1 - The inability of current audience research to meet the changing needs of media planners.
2 - The quality of audience measurement samples.
- The size and "representativeness" of audience samples.

TV audience ratings, the subject of a number of controversies including a Congressional investigation, possible legislation and legal suits, is especially poor, according to survey respondents.

The ARF, which has been loath to criticize TV ratings supplier Nielsen throughout the debate, said that when it comes to TV audience measurement issues, the "syndicated service moves too slowly to address urgent needs." Respondents cited "slow reaction time" to rapid changes, especially digital video recorders and video-on-demand, which Nielsen is only now beginning to address.

Nielsen was also criticized for failing to deploy an out-of-home measurement system, as well as a TV commercial ratings system.

"There is no true measurement on how our commercials perform. We want to measure a true ROI and to date we can only give program performance data as an input to our models, not commercial-specific data," said one respondent. "Measurement beyond the simple concept of exposure must be developed--we have to understand the impact of an ad on inclination to purchase--or profile of the brand," said another.
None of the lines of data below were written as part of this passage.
PR #684, opened 2022-01-24
[build] Move CI to GitHub Actions

ddeboer:


.github/workflows/test.yml
```diff
@@ -0,0 +1,55 @@
...
+
+            -   name: Compile
+                working-directory: ${{ env.ZOTONIC_DIR }}
+                run: make all
+
+            -   name: Run tests
+                working-directory: ${{ env.ZOTONIC_DIR }}
+                env:
+                    ERL: "erl -noshell"
+                run: $GITHUB_WORKSPACE/scripts/runtests.sh
```
robvandenbogaard, line 55: I didn't work with github workflows yet, so this is a nice introduction. Clear script!

robvandenbogaard: The Slack notification was removed, is that intentional/checked with Marco? Maybe it is indeed not needed anymore - though I am used to see them signalling successful tests..are these the ones sent to the room ginger-notifications?

robvandenbogaard (commented):
Good to merge if the removal of notifications was confirmed as ok.

.github/workflows/test.yml
ddeboer: @robvandenbogaard The Slack notification is only saying whether the tests failed/succeeded, so it’s really a non-essential addition to the feedback from GitHub itself. Because of this, I’d suggest to forget about the notification for now.

If you want to [re-add the notification](https://axolo.co/blog/p/top-4-github-action-slack-integration), that would require some configuration on the Driebit Slack (which I have no admin access to). So first let’s see if it’s really needed, and only if so, set up the Driebit Slack.

robvandenbogaard: I now see that we probably did not have these notifications for some time, so it is ok to remove it (was confusing the notifications about test/acceptance getting updated).

robvandenbogaard (approved):

PR #687, opened 2022-01-27
[rdf] Fix nested properties

ddeboer:


robvandenbogaard (approved):

modules/mod_ginger_rdf/tests/mod_ginger_rdf_tests.erl
```diff
@@ -156,14 +156,26 @@ deserialize_test() ->
...
         {title, {trans, [
             {nl, <<"Een mooie titel">>}
         ]}},
         {is_published, true}
     ],
+    AuthorProps = [
+        {category, person},
+        {title, {trans, [
+            {nl, <<"Auteur van het artikel">>}
+        ]}},
```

Radio's current research standard, paper diaries, were described as "relics of the past," and respondents encouraged the industry to move forward on the deployment of the portable people meter system being developed by Arbitron, and to come up with more refined means of measuring multicultural audiences.
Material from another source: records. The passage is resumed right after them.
PR #691, opened 2022-02-04
[rdf] Make explicit that triple object can be a resource

ddeboer:
This is used for nested resources that have blank nodes.

### DIFF
--- a/modules/mod_ginger_rdf/include/rdf.hrl
+++ b/modules/mod_ginger_rdf/include/rdf.hrl
@@ -19,6 +19,11 @@
     type = undefined :: undefined | ginger_uri:uri()
 }).
 
+-record(rdf_resource, {
+    id :: ginger_uri:uri(),
+    triples = [] :: [m_rdf:triple()]
+}).
+
 -record(triple, {
     %% DEPRECATED: type property is deprecated. Construct an object = #rdf_value{value = ...}
     %% instead.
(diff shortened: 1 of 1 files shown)


modules/mod_ginger_rdf/include/rdf.hrl
```diff
@@ -27,15 +32,10 @@
     subject :: undefined | binary(),
     subject_props = [] :: proplists:proplist(),
     predicate :: m_rdf:predicate(),
-    object :: ginger_uri:uri() | #rdf_value{},
+    object :: ginger_uri:uri() | #rdf_value{} | #rdf_resource{},
```
robvandenbogaard, line 35: Is the difference between ginger_uri:uri() and #rdf_resource{} that the latter has its triples inlined (as a kind of embedded document)? I wonder if it complicates things if these seemingly overlapping variants are both included?

robvandenbogaard: Seeing the comment above on blank nodes, indeed the difference is inlined triples. Never mind my remark.

robvandenbogaard (approved):

modules/mod_ginger_rdf/include/rdf.hrl
ddeboer: Correct, this is about inline triples. I do agree with you that our data model could be improved with better support for blank nodes by introducing (for example) a `blank_node_identifier()` type next to `uri()`, but that is somewhat out of scope of this simple PR solely intended to document the current behaviour better.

Print media audience measurement was criticized for its lack of scale--especially for consumer magazines, in which too few titles are actually measured by research suppliers, as well as for the lack of electronic measurement methods. The long lag times between audience measurement and reporting was also deemed a key issue.

Online, the newest of the major media examined, was found to lack two "basic requisites" for suitable audience measurement:


1 - Demographically defined audiences.
2 - The ability to reliably accumulate those over standard time periods. "The lack of adequate integration of the audience metrics provided by third-party ad servers and publishers/sites with the Web-user panels led respondents to judge the metrics as only 'vehicle-centric rather than user-session related,'" concluded the report.

Most significantly, the ARF said online audience measurement currently is incompatible with that of other major media, making it difficult if not impossible for online to be compared on a like-for-like basis.

Multimedia audience comparisons, in general, were cited as another crucial area for development.

The ARF plans to continue the discussion Sept. 29 with a forum on its so-called "Audience Measurement Initiative" during Advertising Week in New York.